All lines in the data that hold the word "structure" need copying.

[[ INPUT RECORDS, beginning ]]

PR #1031, opened 2020-01-22
Partitioner: remember active tab and selected row per node

dgdavid:
## Problem

The UI only can remember the selected tab for the current node. Thus, if the user changes from, let's say, _Hard Disks -> sda -> `Partitions`_ to _Hard Disks -> sdb_ and then comes back to _Hard Disks -> sda_, the _`Overview`_ tab is shown instead of _`Partitions`_. Exactly the same happens for the selected row: only is remembered when the current node is _redrawn_, being forgotten when changing to another node.

- https://bugzilla.suse.com/show_bug.cgi?id=1159883

## Solution

Keep the _status_ per node to be able to restore, when possible, the UI as it was before leaving the node. The solution includes

* To "register" the system page too, needed to track its status
* To restore `.label` class method for some pages (kind of revert of https://github.com/yast/yast-storage-ng/pull/752/commits/b107fc5b13662b10fe8904f7d6331a2b057eaa61)
* To fix the _dependency cycles in Ruby requires_ between UIState and some actions 
* To "discard" the `UIState` before re-scanning devices
* An UI blink mitigation

## Testing

- Added unit tests
- Tested manually (both, during installation and in a running system)

## Screencast

<details>

---

ezgif com-video-to-gif
</details>

---

<details>
<summary>Show/hide some notes about UI blinks</summary>

---

This set of changes also includes a commit mitigating the UI blinks originated by the fact that tabs are being rendered in two steps and the first one (before rendering the content from the _initial tab_):

* was being shown in a vertically centered position.
  
  <details>

    ---
    
    vertically_centered_first_render
  </details>
  
* does not occupy the full available space.
  
  <details>

    ---
    
    dumbtab_first_render

  </details>
  

Starting always in the top left corner of its container avoids the _first blink_. Actually, we only can see one of them because the _second render step_ fits all the space with the tab content. Sadly, fixing the first makes the second "visible", which probably will require changes in YaST2 CWM library.

---

Note: you cannot see the mentioned blink in the attached screencast because of the frame rate. But you can see it in the original video  (if available yet) [here](https://www.veed.io/download/d4b7ad53-596b-4e74-a10f-6e60fa4791eb).

</details>

### DIFF
--- a/src/lib/y2partitioner/actions/go_to_device_tab.rb
+++ b/src/lib/y2partitioner/actions/go_to_device_tab.rb
@@ -46,7 +46,7 @@ module Y2Partitioner
 
         # First, pretend the user visited the device and then the tab...
         state = UIState.instance
-        state.go_to_tree_node(target_page)
+        state.select_page([device.sid])
         state.switch_to_tab(tab_label)
 
         # ...then trigger a redraw
--- a/src/lib/y2partitioner/actions/go_to_device_tab.rb
+++ b/src/lib/y2partitioner/actions/go_to_device_tab.rb
@@ -46,7 +46,7 @@ module Y2Partitioner
 
         # First, pretend the user visited the device and then the tab...
         state = UIState.instance
-        state.select_page([target_page.id])
+        state.select_page(target_page.tree_path)
         state.switch_to_tab(tab_label)
 
         # ...then trigger a redraw
--- a/src/lib/y2partitioner/actions/go_to_device_tab.rb
+++ b/src/lib/y2partitioner/actions/go_to_device_tab.rb
@@ -46,7 +46,7 @@ module Y2Partitioner
 
         # First, pretend the user visited the device and then the tab...
         state = UIState.instance
-        state.select_page([device.sid])
+        state.select_page([target_page.id])
         state.switch_to_tab(tab_label)
 
         # ...then trigger a redraw
--- a/src/lib/y2partitioner/ui_state.rb
+++ b/src/lib/y2partitioner/ui_state.rb
@@ -24,9 +24,6 @@ module Y2Partitioner
   class UIState
     # A collection holding a PageStatus for each Page visited by the user
     #
-    # The Widgets::Pages::Base#id is used as index
-    # @see #status_for
-    #
     # @return [Array<PageStatus>]
     attr_reader :statuses
 
@@ -59,7 +56,7 @@ module Y2Partitioner
     # Method to be called when the user operates in a row of a table of devices
     # or creates a new device.
     #
-    # @param device [Y2Storage::Device, Integer] sid or device object
+    # @param device [Y2Storage::Device, Integer] a device or its sid
     def select_row(device)
       sid = device.respond_to?(:sid) ? device.sid : device
 
@@ -72,7 +69,7 @@ module Y2Partitioner
     # It remembers the decision so the user is taken back to a sensible point of
     # the tree (very often the last he decided to visit) after redrawing.
     #
-    # @param pages_ids [Array<String, Integer>] a list of Page#id identifying the path to the page
+    # @param pages_ids [Array<String, Integer>] the path to the selected page
     def select_page(pages_ids)
       self.current_status = status_for(pages_ids)
     end
@@ -96,10 +93,12 @@ module Y2Partitioner
     # Select the page to open in the general tree after a redraw
     #
     # @param pages_ids [Array<String, Integer>] all pages ids in the tree
-    # @return [page_id, nil] the page to be opened; the initial one when nil
+    # @return [String, Integer, nil] the page id to be opened or nil
     def find_page(pages_ids)
       return nil unless current_status
 
+      # Let's pick the more accurate, which means that it is present in both the tree and the
+      # candidates. See PageStatus#candidate_pages.
       (current_status.candidate_pages & pages_ids).last
     end
 
@@ -142,18 +141,16 @@ module Y2Partitioner
 
     # Returns the status representation for a page
     #
-    # @param pages_ids [Array<String, Integer>] a list of Page#id identifying the path to the page
+    # @param pages_ids [Array<String, Integer>] the path to the page. See PageStatus#candidate_pages
     # @return [PageStatus] the current status if it already exists; a new one when not.
     def status_for(pages_ids)
       id = pages_ids.last
       status = statuses.find { |s| s.page_id == id }
 
-      if status.nil?
-        status = PageStatus.new(id, pages_ids)
-        statuses << status
-      end
+      return status unless status.nil?
 
-      status
+      statuses << PageStatus.new(id, pages_ids)
+      statuses.last
     end
 
     class << self
@@ -173,7 +170,7 @@ module Y2Partitioner
       private :new, :allocate
     end
 
-    # Represent the UI status for a CWM::Page
+    # Represents the UI status for a CWM::Page
     #
     # For the time being, it is able to keep
     #
@@ -192,26 +189,29 @@ module Y2Partitioner
       # @return [String]
       attr_accessor :active_tab
 
-      # The Page#id
+      # The Widgets::Pages::Base#id
       #
-      # @return [String, Integet>]
+      # @return [String, Integer]
       attr_reader :page_id
 
-      # The path to a page, useful to correctly place the user within the tree after redrawing the
-      # UI and also to remove useless statuses after deleting a device.
+      # A partial path to a page, useful to correctly place the user within the tree after
+      # redrawing the UI and also to remove useless statuses after deleting a device.
+      #
+      # This path always contains the page parent id and the page id itself. So, taking a partition
+      # as an example, it will be [disk_page_id, partition_page_id]
       #
       # @see UIState#find_page
       # @see UIState#clear_statuses_for
       #
       # It stores page ids, see Pages::Base#id
       #
-      # @return [Array<Integer, String>]
+      # @return [Array<String, Integer>]
       attr_reader :candidate_pages
 
       # Constructor
       #
-      # @param page_id [String, Integer] the Page#id identifying the page
-      # @param candidate_pages_ids [Array<String, Integer>] a list of Page#id for candidate pages
+      # @param page_id [String, Integer] the Widgets::Pages::Base#id identifying the page
+      # @param candidate_pages_ids [Array<String, Integer>] a list of Widgets::Pages::Base#id
       def initialize(page_id, candidate_pages_ids)
         @page_id = page_id
         @candidate_pages = candidate_pages_ids
--- a/src/lib/y2partitioner/ui_state.rb
+++ b/src/lib/y2partitioner/ui_state.rb
@@ -22,9 +22,9 @@ module Y2Partitioner
   # information that needs to be remembered across UI redraws to give the user a
   # sense of continuity.
   class UIState
-    # A collection holding a PageStatus for each CWM::Page visited by the user
+    # A collection holding a PageStatus for each Page visited by the user
     #
-    # The CWM::Page#widget_id is used as index
+    # The Widgets::Pages::Base#id is used as index
     # @see #status_for
     #
     # @return [Hash{String => PageStatus}]
@@ -77,9 +77,9 @@ module Y2Partitioner
       self.current_status = status_for(pages_ids)
     end
 
-    # Method to be called when the user switches to a tab within a tree node
+    # Method to be called when the user switches to a tab within a page
     #
-    # It remembers the decision so the same tab is showed when the same node will be redraw.
+    # It records the decision, so the last active tab is displayed when the page will be redraw.
     #
     # @param label [String]
     def switch_to_tab(label)
@@ -96,7 +96,7 @@ module Y2Partitioner
     # Select the page to open in the general tree after a redraw
     #
     # @param pages_ids [Array<String, Integer>] all pages ids in the tree
-    # @return [CWM::Page, nil] the page to be opened; the initial one when nil
+    # @return [page_id, nil] the page to be opened; the initial one when nil
     def find_page(pages_ids)
       return nil unless current_status
 
@@ -185,13 +185,13 @@ module Y2Partitioner
       # @return [String]
       attr_accessor :active_tab
 
-      # The path to a node, useful to correctly place the user within the tree after redrawing the
+      # The path to a page, useful to correctly place the user within the tree after redrawing the
       # UI and also to remove useless statuses after deleting a device.
       #
       # @see UIState#find_page
       # @see UIState#clear_statuses_for
       #
-      # It could hold both, a device id (sid, Integer) or a page label (String).
+      # It stores page ids, see Pages::Base#id
       #
       # @return [Array<Integer, String>]
       attr_reader :candidate_pages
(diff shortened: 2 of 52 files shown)


src/lib/y2partitioner/widgets/tabs.rb
```diff
@@ -11,7 +11,7 @@ module TabsWithState
       # Overrides default behavior of tabs to register the new state before
       # doing the real switch
       def switch_page(page)
-        UIState.instance.switch_to_tab(page)
+        UIState.instance.switch_to_tab(page.label)
```
joseivanlopez: Why not page.id?

src/lib/y2partitioner/widgets/pages/page.rb
```diff
@@ -0,0 +1,48 @@
...
+
+require "cwm/widget"
+require "cwm/pager"
+require "cwm/tree_pager"
+
+module Y2Partitioner
+  module Widgets
+    module Pages
+      # A base class for partitioner pages
+      class Page < CWM::Page
```
joseivanlopez: NP: I would call this class Pages::Base, similar to we have done for other base clases.

src/lib/y2partitioner/widgets/pages/page.rb
```diff
@@ -0,0 +1,48 @@
...
+# FITNESS FOR A PARTICULAR PURPOSE.  See the GNU General Public License for
+# more details.
+#
+# You should have received a copy of the GNU General Public License along
+# with this program; if not, contact SUSE LLC.
+#
+# To contact SUSE LLC about this file by physical or electronic mail, you may
+# find current contact information at www.suse.com.
+
+require "cwm/widget"
```
joseivanlopez: Are all these requires needed?

src/lib/y2partitioner/ui_state.rb
```diff
@@ -19,22 +19,16 @@
...
-    # Called through {.create_instance}, starts with a blank situation (which
-    # means default for each widget will be honored).
-    def initialize
-      textdomain "storage"
-
-      @candidate_nodes = []
-      @open_items = {}
-      @overview_tree_pager = nil
-    end
+    # The CWM::Page#widget_id is used as index
```
joseivanlopez: Page#id, isn’t it?

src/lib/y2partitioner/ui_state.rb
```diff
@@ -51,124 +45,102 @@ def initialize
...
+    # @param page_id [String, Integer] id to identify the page status to track
+    def select_page(page_id)
+      self.current_status = status_for(page_id)
     end
 
     # Method to be called when the user switches to a tab within a tree node.
     #
-    # It remembers the decision so the same tab is showed in case the user stays
-    # in the same node after redrawing.
+    # It remembers the decision so the same tab is showed when the same node will be redraw.
```
joseivanlopez: NP: ... when the current node will be redraw...

src/lib/y2partitioner/ui_state.rb
```diff
@@ -51,124 +45,102 @@ def initialize
...
     #
     # @param [CWM::Page, String] page associated to the tab (or just its label)
     def switch_to_tab(page)
-      self.tab = page.respond_to?(:label) ? page.label : page
+      current_status&.active_tab = page.respond_to?(:label) ? page.label : page
```
joseivanlopez: I guess the parameter is the page is, so we can assign it directly.

src/lib/y2partitioner/ui_state.rb
```diff
@@ -51,124 +45,102 @@ def initialize
...
+    def row_sid
+      current_status&.selected_device
     end
 
     # Select the page to open in the general tree after a redraw
     #
-    # If the first candidate page/node (the "current" one) is not available anymore, the tab name
-    # and selected row are cleared. See #tab=
-    #
     # @param pages [Array<CWM::Page>] all the pages in the tree
```
joseivanlopez: The parameter should be a list of page ids.

src/lib/y2partitioner/ui_state.rb
```diff
@@ -51,124 +45,102 @@ def initialize
...
     # @return [CWM::Page, nil] the page to be opened; the initial one when nil
```
joseivanlopez: And the result a page id, or nil.

src/lib/y2partitioner/ui_state.rb
```diff
@@ -51,124 +45,102 @@ def initialize
...
       nil
     end
 
-    # Select the tab to open within the node after a redraw
+    # Select the tab to open within the page after a redraw
     #
     # @param pages [Array<CWM::Page>] pages for all the possible tabs
     # @return [CWM::Page, nil]
     def find_tab(pages)
+      tab = current_status&.active_tab
```
joseivanlopez: The same here.

src/lib/y2partitioner/ui_state.rb
```diff
@@ -19,22 +19,16 @@
...
-      textdomain "storage"
-
-      @candidate_nodes = []
-      @open_items = {}
-      @overview_tree_pager = nil
-    end
+    # The CWM::Page#widget_id is used as index
+    # @see #status_for
+    #
+    # @return [Hash{String => PageStatus}]
```
joseivanlopez: Why a hash? I would say we can use an array of PageStatus. We can retrieve a PageStatus by the page id.

src/lib/y2partitioner/ui_state.rb
```diff
@@ -266,5 +191,136 @@ def create_instance
...
+      # @return [String]
+      attr_accessor :active_tab
+
+      # The path to a node, useful to correctly place the user within the tree after redrawing the
+      # UI and also to remove useless statuses after deleting a device.
+      #
+      # @see UIState#find_page
+      # @see UIState#clear_statuses_for
+      #
+      # It could hold both, a device id (sid, Integer) or a page label (String).
```
joseivanlopez: I simply would say that it stores page ids, see Pages::Base#id.

src/lib/y2partitioner/ui_state.rb
```diff
@@ -266,5 +191,136 @@ def create_instance
...
+        else
+          device_page_section(device)
+        end
+      end
+
+      # @see #device_page_candidates
+      # @see #device_page_parent
+      #
+      # @return [Integer, String, nil] nil if there is no parent tree entry
+      def device_page_section(device)
```
joseivanlopez: Oh no! We still have a pages dependency!

src/lib/y2partitioner/ui_state.rb
dgdavid: Right. This was a leftover. Fixed, thanks.

src/lib/y2partitioner/ui_state.rb
dgdavid: Yes, you are right.

But, after having a look, I'd keep the current approach because it looks more performant to me. Changing to a not indexed structure force us to iterates over it until find the desired PageStatus.

Do you agree?

joseivanlopez: Umm, I would prefer a plain array. It is easier to understand, and there will not be performance issues in that find actions. Only in case of having hundreds of pages we would notice some difference, otherwise such performance penalty would not be noticeable.

src/lib/y2partitioner/ui_state.rb
dgdavid: ### :skull:

src/lib/y2partitioner/ui_state.rb
dgdavid: I'm partially agree with you. Let's go for a plain array.

Thanks!

src/lib/y2partitioner/widgets/pages/page.rb
dgdavid: I think so. They were there in almost all pages inheriting from CWM::Page.

Anyway, let's re-check it.

src/lib/y2partitioner/widgets/tabs.rb
dgdavid: Because `page` here is not a `Widgets::Pages::Base` but `Widgets::PartitionsTab` (a `CWM::Tab`). And tabs has not `.id` method.

dgdavid: So... 

The method should be `switch_tab` and the param `tab`

Isn't it?

src/lib/y2partitioner/widgets/pages/page.rb
dgdavid: We need at least to require [`cwm/tree_pager`](https://github.com/yast/yast-yast2/blob/master/library/cwm/src/lib/cwm/tree_pager.rb), which requires `cwm/page`, `cwm/pager`, and `cwm/tree`. Or require them explicitly.

dgdavid: I mean, to require both, `cwm/page` and `cwm/tree_pager`

src/lib/y2partitioner/widgets/pages/lvm_vg.rb
```diff
@@ -60,20 +60,31 @@ def label
...
-            Left(
-              HBox(
-                Image(Icons::LVM, ""),
-                Heading(format(_("Volume Group: %s"), "/dev/" + @lvm_vg.vg_name))
+          Top(
+            VBox(
+              Left(
+                HBox(
+                  Image(Icons::LVM, ""),
+                  Heading(format(_("Volume Group: %s"), "/dev/" + @lvm_vg.vg_name))
```
joseivanlopez: Please, use `@lvm_vg.name`.

src/lib/y2partitioner/widgets/pages/base.rb
```diff
@@ -0,0 +1,82 @@
...
+          end
+        end
+
+        # The full path to reach the page within the tree
+        #
+        # Useful to know where to place the user after redrawing the UI. See
+        # {Y2Partitioner::UIState::PageStatus#candidate_pages}
+        #
+        # @return [Array<String, Integer>]
+        def parents
```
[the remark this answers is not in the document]
dgdavid: As we agreed in a chat after this review, we are going to rename it to `tree_path` (among other changes related to this methods)

src/lib/y2partitioner/widgets/pages/base.rb
```diff
@@ -0,0 +1,82 @@
...
+#
+# You should have received a copy of the GNU General Public License along
+# with this program; if not, contact SUSE LLC.
+#
+# To contact SUSE LLC about this file by physical or electronic mail, you may
+# find current contact information at www.suse.com.
+
+require "cwm/widget"
+require "cwm/pager"
+require "cwm/tree_pager"
```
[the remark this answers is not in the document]
dgdavid: I tried, but seems not to be enough

```ruby
NameError:
  uninitialized constant CWM::TreePager
  Did you mean?  CWM::TreeItem
```

See https://github.com/yast/yast-yast2/blob/master/library/cwm/src/lib/cwm.rb and https://github.com/yast/yast-yast2/blob/master/library/cwm/src/lib/cwm/widget.rb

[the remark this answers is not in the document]
joseivanlopez: Oh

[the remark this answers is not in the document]
dgdavid: So, we need to require "cwm/page" and "cwm/tree_pager"

src/lib/y2partitioner/widgets/overview.rb
```diff
@@ -67,15 +77,25 @@ def initialize(hostname)
         super(OverviewTree.new(items))
       end
 
-      # Pages whose cached content should be considered outdated
+      # Ensures that UIState clears obsolte statuses and is aware of current page
```
joseivanlopez: Typo: ... obsolete statuses and it is aware ...

src/lib/y2partitioner/widgets/overview.rb
```diff
@@ -67,15 +77,25 @@ def initialize(hostname)
...
       #
-      # This is a hack introduced because the NFS page works in a completely
-      # different way in which triggering a full redraw every time something
-      # changes is not an option. This way, the NFS page can invalidate the
-      # cached contents of other pages supporting this mechanism.
+      # That's especially needed when initial page is a candidate of a no longer exist one
```
joseivanlopez: Typo: of a no longer existing one.

src/lib/y2partitioner/widgets/overview.rb
```diff
@@ -67,15 +77,25 @@ def initialize(hostname)
...
       #
-      # @return [Array<Symbol>] only :system supported so far
-      attr_accessor :invalidated_pages
+      # @see #initial_page
+      def init
+        super
+
+        UIState.instance.clear_dead_statuses(@pages.map(&:id))
+        UIState.instance.select_page(@current_page.tree_path)
```
joseivanlopez: NP: thinking about the method name, what about a `UIState#prune` method with parameters?

~~~
def prune(keep: [])
  statuses.select! { |s| keep.include?(s.page_id) }
end
~~~

By default, `#prune` would delete everything, but we can use `:keep` parameter to filter out the pages to keep.

Anyway, this is a NP, I am also fine with current version.

src/lib/y2partitioner/widgets/pages/base.rb
```diff
@@ -0,0 +1,84 @@
...
+        # {Y2Partitioner::UIState::PageStatus#candidate_pages}
+        #
+        # @return [Array<String, Integer>]
+        def tree_path
+          [parent, id].compact
+        end
+
+        private
+
+        # The parent page i
```
joseivanlopez: Leftover i.

src/lib/y2partitioner/actions/go_to_device_tab.rb
```diff
@@ -46,7 +46,7 @@ def run
 
         # First, pretend the user visited the device and then the tab...
         state = UIState.instance
-        state.go_to_tree_node(target_page)
+        state.select_page([target_page.id])
```
joseivanlopez: Isn't it possible to use here `#tree_path`? `        state.select_page(target_page.tree_path)`

dgdavid: Sure!

src/lib/y2partitioner/actions/go_to_device_tab.rb
```diff
@@ -46,7 +46,7 @@ def run
 
         # First, pretend the user visited the device and then the tab...
         state = UIState.instance
-        state.select_page([target_page.id])
+        state.select_page([target_page.tree_path])
```
joseivanlopez: I think you don't need to create a hash here because `#tree_path` already returns a hash.

dgdavid: Sorry, I overlooked that. You are right, #tree_path already provides the needed structure. 

Thanks for catching it!

rwx788:
In case anyone is interested, this PR broke Factory First strategy and we got this change in SLES already, but still in review for TW. So can be used as a real example for the further process improvements.

joseivanlopez:
> In case anyone is interested, this PR broke Factory First strategy and we got this change in SLES already, but still in review for TW. So can be used as a real example for the further process improvements.

To be honest, all that OBS/IBS stuff is a mystery for me. We did two request (as everyday):

* From YaST:Head to openSUSE:Factory
* From Devel:YaST:Head to SUSE:SLE-15-SP2:GA

But IMHO, we should have a direct request from openSUSE:Factory to SUSE:SLE-15-SP2:GA. Maybe something to discuss in the future.

This problem would be more evident in case of SUSE would release its own rolling release.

[[ INPUT RECORDS, end ]]

◆ **EXERCISE RESPONSE**:
But, after having a look, I'd keep the current approach because it looks more performant to me. Changing to a not indexed structure force us to iterates over it until find the desired PageStatus.
dgdavid: Sorry, I overlooked that. You are right, #tree_path already provides the needed structure. 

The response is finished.